The CRISPR/Cas-based genome editing system has provided a powerful tool for control of gene activity within cells. Here, we model an experimentally plausible architecture harnessing the power of CRISPR/Cas to create a biomolecular bistable switch. The designed in vitro circuit is based on mutual repression of two genes together with two other activator genes. The repression is generated by the binding of catalytically dead endonuclease (dCas9) to the target gene mediated by a guide RNA. The activation is accomplished by use of an antiguide RNA partially complementary to the guide RNA. Using mathematical analysis of the model, we show that the proposed scheme is capable of exhibiting bistability. We further discuss ultrasensitivity of the regulatory modules, and their capacity to manage competition for dCas9 and downstream load.

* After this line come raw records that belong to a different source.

Issue #885, opened 2025-10-20
Add CI gate for non-trivial regressions in startup time


ofek:

provinzkraut:
We have this now, added in #1075 and #1087. Not extremely detailed, but significant regressions will be caught now

ofek:
Fantastic work, thank you very much!

Issue #884, opened 2025-10-20
Improve startup overhead


ofek:

ofek:
When it comes time to start robustly tracking this, I strongly recommend that we use `hyperfine` to measure the true overhead by computing the delta of the interpreter startup time.

```nu
❯ (
    uv run --python 3.14 --no-project --isolated --with msgspec
    -- hyperfine
        --export-json -
        --style none
        --shell none
        --min-runs 100
        --warmup 10
        --reference-name baseline
        --reference 'python -c pass'
        --command-name combined
        'python -c "import msgspec"'
    err> null-device
    | from json
    | get results
    | select command median
    | update median {|r| $r.median * 1000}
    | transpose --header-row --as-record
    | insert overhead {|r| $r.combined - $r.baseline}
)
╭──────────┬───────╮
│ baseline │ 47.02 │
│ combined │ 87.67 │
│ overhead │ 40.65 │
╰──────────┴───────╯
```

Issue #310, opened 2023-02-10
Set up continuous benchmarking


jcrist:
### Description

`msgspec` is a performance oriented library - would be useful to set up continuous benchmarking as part of our CI to catch any performance regressions. These might make use of airspeed velocity, or something else.

jcrist:
A few links that might be useful:

- https://labs.quansight.org/blog/2021/08/github-actions-benchmarks
- https://asv.readthedocs.io/en/stable/commands.html#asv-continuous
- https://github.com/conbench/conbench

jcrist:
I've seen some libraries are using CodSpeed (https://codspeed.io/) for this now. I'm *slightly* hesitant to rely on a new closed-source service.

From reading their Python client code, it looks like they're using callgrind to handle instrumentation. Depending on metrics used this may be a nice way to eliminate variation between runs in a public CI environment. Worth considering at least.

jcrist:
Another potentially useful reference: https://pythonspeed.com/articles/consistent-benchmarking-in-ci/

provinzkraut:
One thing to note about https://codspeed.io/ is that it runs the benchmark itself within the GitHub actions runner. While they claim that 

> Running benchmarks using a traditional statistical approaches is usually unreliable on CI environments. To measure the performance of your code in an accurate and reproducible way, CodSpeed uses various instruments when running your code. Those instruments isolate noisy neighbors and all the side effect they can have on when measuring the performance of our workloads. [^1]

I'm not super convinced this is viable for the sort of measurements we are taking; the required accuracy is quite high, and to get comparable results in the microsecond realm between entirely different runners sounds implausible. 

https://bencher.dev would be an alternative, where the benchmark is actually run in the cloud, on a bare metal machine, and they guarantee that the same benchmarks run on the same machine every time, which sounds good. It's also open source.

[^1]: https://codspeed.io/docs/what-is-codspeed

ofek:
Bencher looks way better, nice find!

UnknownPlatypus:
> https://bencher.dev/ would be an alternative, where the benchmark is actually run in the cloud, on a bare metal machine

fyi, codespeed also have [bare metal runners](https://codspeed.io/docs/features/macro-runners), might be similar to bencher

provinzkraut:
> fyi, codespeed also have [bare metal runners](https://codspeed.io/docs/features/macro-runners), might be similar to bencher

[...]

PR #1052, opened 2026-06-11
Add `frozendict` support for 3.15+

### LINKED ISSUE #1029: support for python 3.15 frozendict
### Description

Thank you for the lovely library!

Now that python 3.15 beta 1 has been released with the [newly added frozendict builtin type](https://peps.python.org/pep-0814/), I'm curious if it can be included as a supported field in `msgspec`. I'd find this exciting because it would allow a clean way to define a frozen `Struct` in which dict members are also immutable (and hashable to boot).

sobolevn:
Closes #1029


src/msgspec/_core.c
```diff
@@ -4011,7 +4016,7 @@ typenode_from_collect_state(TypeNodeCollectState *state) {
         Py_INCREF(state->c_str_regex);
         out->details[e_ind++].pointer = state->c_str_regex;
     }
-    if (state->dict_key_obj != NULL) {
+    if (state->dict_key_obj != NULL && state->dict_val_obj != NULL) {
```
provinzkraut, line 4045: Why do we now also check the val state before converting?

src/msgspec/_core.c
```diff
@@ -4160,7 +4165,7 @@ typenode_collect_check_invariants(TypeNodeCollectState *state) {
             MS_TYPE_TYPEDDICT | MS_TYPE_DATACLASS
         )
     );
-    if (state->types & MS_TYPE_DICT) {
+    if (state->types & (MS_TYPE_DICT | MS_TYPE_FROZENDICT)) {
```
provinzkraut: There are a lot of these around now, easy to miss. Maybe it would be good to introduce a generic `MS_ANY_DICT`, and then use that instead?

src/msgspec/_core.c
```diff
@@ -14688,6 +14711,11 @@ json_encode_inline(EncoderState *self, PyObject *obj)
     else if (PyDict_Check(obj)) {
         return json_encode_dict(self, obj);
     }
+#if PY315_PLUS
+    else if (PyFrozenDict_Check(obj)) {
+        return json_encode_dict(self, obj);
+    }
+#endif
```
provinzkraut, line 14799: Not sure if it's worth it, but on 3.15+ we could collapse these into [`PyAnyDict_Check`](https://docs.python.org/3.15/c-api/dict.html#c.PyAnyDict_Check)

src/msgspec/_core.c
```diff
@@ -16086,6 +16114,20 @@ mpack_decode_dict(
...
+static PyObject *
+mpack_decode_frozendict(
+    DecoderState *self, Py_ssize_t size, TypeNode *key_type,
+    TypeNode *val_type, PathNode *path
+) {
+    PyObject *dict = mpack_decode_dict(self, size, key_type, val_type, path);
+    if (dict == NULL) {
+        return NULL;
+    }
+    return PyFrozenDict_New(dict);
```
provinzkraut: According to [PEP 814, calling `PyFrozenDict_New` with a `dict` is `O(n)`](https://peps.python.org/pep-0814/#construction). Maybe it would be better to adjust `mpack_decode_dict` / `json_decode_dict` so they can also natively decode into a frozendict?

provinzkraut: Ah, never mind. They create the dicts by calling `PyDict_SetItem`, which obviously does not work with frozendicts.
Mhm. We should add a note in the docs about this possibly unexpected loss of performance when decoding `frozendict`s.

src/msgspec/_core.c
```diff
@@ -21535,6 +21630,19 @@ convert_dict_to_dict(
     return NULL;
 }
 
+#if PY315_PLUS
+static PyObject *
+convert_dict_to_frozendict(
+    ConvertState *self, PyObject *obj, TypeNode *type, PathNode *path
+) {
+    PyObject *dict = convert_dict_to_dict(self, obj, type, path);
```
provinzkraut, line 21705: Also `O(n*2)`, worth mentioning

src/msgspec/inspect.py
```diff
@@ -881,6 +908,13 @@ def _translate_inner(
                 min_length=min_length,
                 max_length=max_length,
             )
+        elif sys.version_info >= (3, 15) and t is frozendict:  # noqa: F821
```
provinzkraut: Probably worth to extract the version check into a constant

provinzkraut: Also use the `_future_builtins_` here?

tests/unit/test_convert.py
provinzkraut, line 1: Maybe parametrize `TestDict`?

tests/unit/test_to_builtins.py
```diff
@@ -309,6 +316,95 @@ def test_dict_sequence_keys(self):
...
 
+    def check_frozen(self, val, expected):
+        assert type(val) is type(expected)
+        assert val == expected
+
+    @pytest.mark.skipif(
+        sys.version_info < (3, 15), reason="frozendict was added in 3.15"
+    )
+    @pytest.mark.parametrize("subclass", [False, True])
+    def test_frozendict(self, subclass):
```
provinzkraut, line 325: Same here, maybe parametrize the dict tests? A bit easier to keep track of when modifying tests

provinzkraut (commented):
Great stuff @sobolevn! Couple of questions :)

src/msgspec/_core.c
sobolevn: It is a separate issue: this state was never checked. And `dict_val_obj` could be `NULL` in theory. Now, it is properly checked.

src/msgspec/_core.c
sobolevn: yes, this will be a nice clean up in the far future :)

src/msgspec/_core.c
sobolevn: I don't think that it will be this bad. Collections had been rebuilt before in the code.

In the meanwhile I proposed to add `PyFrozenDict_FromDictSteal()` C-API to CPython.

src/msgspec/inspect.py
sobolevn: nope, this is a runtime code, it might have this module. I used this hack in tests only, where we control the env.

tests/unit/test_convert.py
sobolevn: It would not be that simple, some tests are slighly diffent in two classes :(

src/msgspec/_core.c
provinzkraut: Nice! Did you make a pass through the rest of the code if there's other branches where we're missing that check?

src/msgspec/_core.c
provinzkraut: > I don't think that it will be this bad. Collections had been rebuilt before in the code.

Probably not, but we also have a section in the docs on how to fine-tune garbage collection, so I think it's worth mentioning as a micro-optimisation. I could also see it mattering for biiig dicts, which I've heard sometimes occur in some code :)

> In the meanwhile I proposed to add `PyFrozenDict_FromDictSteal()` C-API to CPython.

That would be super nice. You got my vote!

tests/unit/test_convert.py
provinzkraut: Sad

src/msgspec/_core.c
sobolevn: Yes, there were two places, I updated both of them :)

sobolevn:
Done! Very helpful feedback, thanks a lot!
I've added a new doc section.

docs/perf-tips.rst
```diff
@@ -288,6 +288,49 @@ average another ~2x speedup for decoding (and ~1.5x speedup for encoding).
...
+    ...     items: tuple[str, ...]
+
+    >>> msg = b'{"items": ["pen", "book"]}'
+
+    >>> msgspec.json.decode(msg, type=Example)
+    Example(items=("pen", "book"))
+
+We would first create a ``list`` object and then convert it to ``tuple``,
+using double the memory and ``O(n)`` time to do that.
+This is true for all conversion methods.
```
provinzkraut: Maybe something like

```suggestion
This is true for all conversions, that require an intermediate representation.
```
?

docs/perf-tips.rst
```diff
@@ -288,6 +288,49 @@ average another ~2x speedup for decoding (and ~1.5x speedup for encoding).
...
+
+To achieve the best performance,
+use native ``json`` types: ``list`` and ``dict``.
```
provinzkraut: Other collection types can be used as well, e.g. `set` does not have the overhead, as it can be constructed iteratively.

docs/perf-tips.rst
```diff
@@ -288,6 +288,49 @@ average another ~2x speedup for decoding (and ~1.5x speedup for encoding).
...
+
+  class Example(msgspec.Struct):
+      items: frozendict[str, int]  # requires Python3.15+ to be used
+
+  msg = b'{"items": {"pen": 1, "book": 2}}'
+  msgspec.json.decode(msg, type=Example)
+  # Example(items=frozendict({"pen": 1, "book": 2}))
+
+Will first parse ``items`` as a regular :class:`dict`
+and will then convert it to ``frozendict`` using ``O(n)`` complexity.
```
provinzkraut: A bit more precise and also explaining the reason *why*: (don't have to use this literal phrasing):

```suggestion
As `frozendict` does not allow adding items one at a time, 
msgspec will first parse ``items`` as a regular :class:`dict`,
and will then convert it to ``frozendict``, which results in the 
total decoding operation having ``O(n*2)`` time complexity.
```

provinzkraut (commented):
Just some thoughts on the docs, the rest looks good :)

docs/perf-tips.rst
```diff
@@ -323,12 +325,14 @@ The same can be said for :class:`tuple` vs :class:`list`:
...
-This is true for all conversion methods.
+We would first create a ``list`` object and then convert
+it to variable-sized ``tuple``,
+using double the memory and ``O(n*2)`` time to do that.
+This is true for all conversions, that require an intermediate representation.
 
 To achieve the best performance,
-use native ``json`` types: ``list`` and ``dict``.
+use collection types that can be constructed natively:
+``list``, ``set``, ``frozenset``, fixed-sized ``tuple``, and ``dict``.
```
provinzkraut, line 335: Just curious, do you know why `PySet_Add` can add to a `frozenset`, but `PyDict_SetItem` cannot be used on a `frozendict`?

Was there a reasoning behind it?

provinzkraut (dismissed):
🔥

sobolevn:
Let's keep this open for some time to collect more feedback 👍 
Thanks for your help!

ofek:
I don't think Siyet has done this yet so would either of you be interested in tackling my comment [here](https://github.com/msgspec/msgspec/issues/990#issuecomment-4208327334)?

> Specifically, as a first step I would want to improve the performance checks so that the results of each commit to main are persisted (perhaps on a dedicated branch) and can be used on PRs to detect regressions.

We need to do the following, in order, for both performance (#310) and startup time (#884):

1. Set up some sort of rudimentary measurement in CI (profiling was introduced in #923 and improved in subsequent PRs like #934)
2. Manifest the results in a comment on PRs that gets updated after every commit
3. Fail CI for regressions (e.g. #885)
4. Improve upon the measurements themselves and measure more things we care about (for example [Memray](https://github.com/bloomberg/memray) is [included](https://github.com/msgspec/msgspec/blob/38aeb6ab10e6ced849bd9aa55c0571a065bcbac2/pyproject.toml#L94) as a profiling dependency but not actually used anywhere because I didn't have time and it doesn't support Windows)

Pretty please try to prioritize this over other tasks and be sure to manually look at the drift of the existing profiling jobs before the next release 🙏

sobolevn:
I created a public discussion about new potential C-API to efficently convert `dict` into `frozendict` objects: https://discuss.python.org/t/provide-a-c-api-to-effectively-convert-dict-into-frozendict/107754

Siyet (changes requested):
Took a careful pass on this (including building the branch against 3.15.0a7) and found two issues to fix before merge. Nice feature otherwise, the type-system integration is clean.

**1. Reference leak in every frozendict construction path.**

`PyFrozenDict_New(dict)` does not steal its argument: for a plain dict it copies (via `PyTuple_Pack` + `frozendict_new`) and leaves the caller's reference intact (CPython `Objects/dictobject.c`, which is exactly why you proposed `PyFrozenDict_FromDictSteal` upstream). The wrappers do `return PyFrozenDict_New(dict);` without releasing the intermediate dict, so it leaks on every call: `mpack_decode_frozendict`, `json_decode_frozendict`, `to_builtins_frozendict`, `convert_dict_to_frozendict`, and the frozendict branch in `convert_other`.

Reproduced on 3.15.0a7, counting live `dict` objects after 5000 ops:

```
decode -> dict         : +0
decode -> frozendict   : +5000
convert -> frozendict  : +5000
to_builtins frozendict : +5000
```

Fix at each site:

```c
PyObject *res = PyFrozenDict_New(dict);
Py_DECREF(dict);
return res;
```

(this also handles the case where `New` returns NULL). Worth a refcount regression test, since the functional tests pass straight through the leak.

**2. `msgspec.yaml.encode` raises on frozendict.**

`to_builtins` yields a frozendict, and PyYAML's `SafeDumper` has no representer for it:

```python
msgspec.yaml.encode(frozendict({"a": 1}))
# RepresenterError: ('cannot represent an object', frozendict({'a': 1}))
```

Same for a struct or dict containing a frozendict. (stdlib `json.dumps(to_builtins(...))` happens to work, so it is specific to consumers that do not special-case frozendict, but `yaml.encode` is public API.) The yaml path likely needs to emit a plain dict for frozendict. A yaml roundtrip test would catch it.

Both reproduced on a local 3.15.0a7 build of this branch.

Siyet (dismissed):
Both blockers fixed, re-verified against 3.15.0a7: `_PyFrozenDict_NewSteal` removes the refcount leak (5k iters/path, +0 vs control), and `to_builtins` returning a plain dict by default fixes `yaml.encode` (both `builtin_types` modes work). No dict regression from the dispatch refactor. Clearing changes-requested.

sobolevn:
@provinzkraut and here we go with flukes :(
Since this PR only touches 3.15+ and the test is executed on 3.14, there should not be any real effect.

provinzkraut:
> @provinzkraut and here we go with flukes :( Since this PR only touches 3.15+ and the test is executed on 3.14, there should not be any real effect.

Yeah. 

It's this: 

> Some benchmarks with significant performance changes were compared across different runtime environments,
which may affect the accuracy of the results.

Idk if there's a way around it, other than using self-hosted runners, to ensure we always run on the same thing.

provinzkraut:
@sobolevn I've opened https://github.com/CodSpeedHQ/codspeed/issues/409 asking for some support. Maybe we're missing something.

provinzkraut:
@sobolevn I've implemented some fixes in #1082 that seem to have made the benchmarks more stable!

sobolevn:
Awesome, now it shows that no perf changes are made :) 
Can we merge this?

docs/api.rst
ofek, line 174: Let's puts all dictionary types under here instead.

docs/usage.rst
```diff
@@ -183,8 +183,8 @@ representation.
     types: `bytes` / `bytearray` / `memoryview` to base64 string,
     `datetime.datetime` / `datetime.date` / `datetime.time` /
     `datetime.timedelta` to ISO 8601 string, `uuid.UUID` and
-    `decimal.Decimal` to string, `set` / `frozenset` to `list`, `enum.Enum`
-    to its member value.
+    `decimal.Decimal` to string, `set` / `frozenset` to `list`,
+    ``frozendict`` to `dict`, `enum.Enum` to its member value.
```
ofek, line 187: We also need to document support on this page under `frozenset` https://pr-1052.msgspec.pages.dev/supported-types

src/msgspec/_core.c
```diff
@@ -20528,7 +20620,7 @@ PyDoc_STRVAR(msgspec_to_builtins__doc__,
 "builtin_types: Iterable[type], optional\n"
 "    An iterable of types to treat as additional builtin types. These types will\n"
 "    be passed through ``to_builtins`` unchanged. Currently supports `bytes`,\n"
-"    `bytearray`, `memoryview`, `datetime.datetime`, `datetime.time`,\n"
+"    `bytearray`, `memoryview`, `frozendict`, `datetime.datetime`, `datetime.time`,\n"
```
ofek, line 20686: Should `frozenset` be supported or would that not make sense?

src/msgspec/inspect.py
```diff
@@ -472,6 +476,31 @@ class DictType(Type):
...
+    value_type: Type
+        The value type.
+    min_length: int, optional
+        If set, an instance of this type must have length greater than or equal
+        to ``min_length``.
+    max_length: int, optional
+        If set, an instance of this type must have length less than or equal
+        to ``max_length``.
+
+    Can only be emitted on Python 3.15+.
```
ofek: The rendering is broken for some reason https://pr-1052.msgspec.pages.dev/api#msgspec.inspect.FrozenDictType

Image

ofek (changes requested):
Thanks a lot!

src/msgspec/_core.c
provinzkraut: `to_builtins` currently treats `set` the same as `frozenset`. I think if we add one, we ought to add the other as well. 

IMO it feels a bit odd to have `frozendict` in here but not `dict`. I think it would be best to leave `frozendict` out for now, and revisit extending the supported types here in a separate PR

sobolevn: Yes, I would provide `set` and `frozenset` support in later PRs. Thanks for the idea! Currently they would be just converted to `list` objects (which is the correct default):

```python
>>> import msgspec
>>> msgspec.to_builtins([{1, 2}, frozenset({3, 4})])
[[1, 2], [3, 4]]
```

sobolevn:
@provinzkraut @Siyet @ofek please re-review :)

sobolevn:
I will fix the unrelated failure and then would love to merge this 🙏

sobolevn:
CI Fix: https://github.com/msgspec/msgspec/pull/1099

provinzkraut:
> @provinzkraut @Siyet @ofek please re-review :)

I'll take a look next week. My brain is currently offline due to the heat wave over europe and the non-existence of AC here :upside_down_face:

sobolevn:
@provinzkraut no worries, take care! 👍

sobolevn:
> Refusing to check out fork pull request code from a 'pull_request_target' workflow. This workflow runs with the base repository's GITHUB_TOKEN, secrets, default-branch cache scope, and runner access. Fetching and executing a fork's code in that trusted context commonly leads to "pwn request" vulnerabilities. To opt in, review the risks at https://gh.io/securely-using-pull_request_target and set 'allow-unsafe-pr-checkout: true' on the actions/checkout step.

This is a bug in our CI definition :(
We can't run this workflow from forks.
I will send a fix 😢

provinzkraut (dismissed):

docs/api.rst
```diff
@@ -174,12 +174,13 @@ Inspect
...
 .. autoclass:: TupleType
-.. autoclass:: DictType
 .. autoclass:: Field
-.. autoclass:: TypedDictType
 .. autoclass:: NamedTupleType
 .. autoclass:: DataclassType
 .. autoclass:: StructType
+.. autoclass:: DictType
+.. autoclass:: TypedDictType
+.. autoclass:: FrozenDictType
```
ofek: I un-resolved https://github.com/msgspec/msgspec/pull/1052#discussion_r3428749581 as this isn't the place I was talking about.

src/msgspec/inspect.py
```diff
@@ -461,6 +465,31 @@ class DictType(Type):
     max_length: int | None = None
 
 
+class FrozenDictType(Type):
```
ofek, line 468: Can we only define this on 3.15+?

tests/unit/test_common.py
```diff
@@ -41,6 +41,13 @@
 import msgspec
 from msgspec import UNSET, Meta, Struct, UnsetType, ValidationError
 
+try:
+    # This is needed for `ruff` to recognize `frozendict` name
+    # and to not raise `F821`:
+    from _future_builtins_ import frozendict
+except ImportError:
+    pass
```
ofek: Can you try conditionally importing it based on the Python version? That would be much cleaner and is what I'm used to doing to satisfy type checkers.

tests/unit/test_common.py
```diff
@@ -1069,6 +1076,37 @@ def test_err_union_with_multiple_dict_like_types(self, typ, proto):
         assert "more than one dict-like type" in str(rec.value)
         assert repr(typ) in str(rec.value)
 
+    @pytest.mark.skipif(
+        sys.version_info < (3, 15), reason="frozendict was added in 3.15"
+    )
```
ofek: Can we turn this into a utility fixture that can be imported rather than repeating everywhere?

src/msgspec/_core.c
```diff
@@ -2874,7 +2899,7 @@ AssocList_Sort(AssocList* list) {
  * O | TYPEDDICT | DATACLASS |
  * O | NAMEDTUPLE |
  * O | STR_REGEX |
- * T | DICT [key, value] |
+ * T | DICT | FROZENDICT [key, value] |
```
ofek: I know this is just documentation but asking because it's the first instance: should we maintain the key/value pair on both?

src/msgspec/_core.c
```diff
@@ -5108,10 +5134,23 @@ typenode_collect_type(TypeNodeCollectState *state, PyObject *obj) {
         if (args != NULL && PyTuple_GET_SIZE(args) != 2) goto invalid;
         out = typenode_collect_dict(
             state,
+            MS_TYPE_DICT,
             (args == NULL) ? state->mod->typing_any : PyTuple_GET_ITEM(args, 0),
             (args == NULL) ? state->mod->typing_any : PyTuple_GET_ITEM(args, 1)
         );
     }
+#if PY315_PLUS
+    else if (origin == (PyObject*)(&PyFrozenDict_Type)) {
```
ofek, line 5152: For performance reasons, do you think we should move this down one? I think a list would be far more likely.

ofek (commented):
Thanks for working on this! I wish we had better benchmarks (or added back the old profiling test dependency) so that we could assess the impact on performance.

src/msgspec/inspect.py
sobolevn: I don't think that this is a good idea. Users might want to provide an API based on these types. It would require them to use conditional imports as well. I don't think that this extra complexity is needed. Saying that it won't be issued is enough IMO.

sobolevn:
Done! Thanks a lot for the review!

tests/unit/test_common.py
```diff
@@ -29,9 +29,19 @@
     Union,
 )
 
+if sys.version_info >= (3, 15):
```
ofek: Nit: is it possible to move these after the normal imports?

ofek (dismissed):

src/msgspec/inspect.py
ofek: For typing purposes, shouldn't we act as the responsible party here and enforce that? It seems to me that it's more correct to conditionally define this (just as our extension has conditional support) and far better to have static analysis catch errors rather than tests of runtime behavior.

sobolevn:
(I need one more approve now after the changes) 😅

tests/unit/test_common.py
```diff
@@ -4976,6 +4286,39 @@ def test_order_dict_unsortable(self, proto):
...
+        sys.version_info < (3, 15), reason="frozendict was added in 3.15"
+    )
+    @pytest.mark.parametrize("msg", [{}, {"y": 1, "x": 2, "z": 3}])
+    @pytest.mark.parametrize("order", [None, "deterministic", "sorted"])
+    @pytest.mark.parametrize("use_encoder", [False, True])
+    def test_order_frozendict(self, msg, order, use_encoder, proto):
+        if use_encoder:
+            res = proto.Encoder(order=order).encode(msg)
+        else:
+            res = proto.encode(msg, order=order)
```
vqko, line 4299: Shouldn't `msg` be converted to frozendict here?

sobolevn: Fixed in https://github.com/msgspec/msgspec/pull/1107

src/msgspec/inspect.py
provinzkraut: What runtime errors could arise from this?

Since this is inspection code, pre 3.15, you just never get back this type.
However, for consumers of this inspection, a conditional define would be awkward, e.g.

```python
if isinstance(o, (inspect.FrozenDictType, inspect.DictType)):
 ...
```
would have to become
```python
if isinstance(o, inspect.DictType) or (sys.version_info >= (3, 15) and isinstance(o, inspect.FrozenDictType)):
 ...
```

A minimal biomolecular frequency divider

Many cyclic processes such as neuron firing, cardiac functions, and cell division can exhibit integer variations of their period. Period doubling is often triggered by external events, and is an important phenomenon because it can control a change in the time scale of downstream processes. The capacity for period doubling is also relevant in synthetic molecular circuits where slow and fast modules need to be synchronized. In this paper we describe a rationally designed biomolecular reaction network which operates frequency division of its periodic inputs. The core of this device is a bistable circuit, which is toggled between its two stable states by “push” chemical reactions that process the periodic inputs. We thoroughly analyze the behavior of the system deriving an upper bound on the baseline of the inputs it can process, maintaining its output specifications. All the reactions in the system have first or second order rates, and are potentially implementable in vitro using nucleic acids and enzymes. Numerical analysis shows that frequency division is achieved in a range of realistic parameters.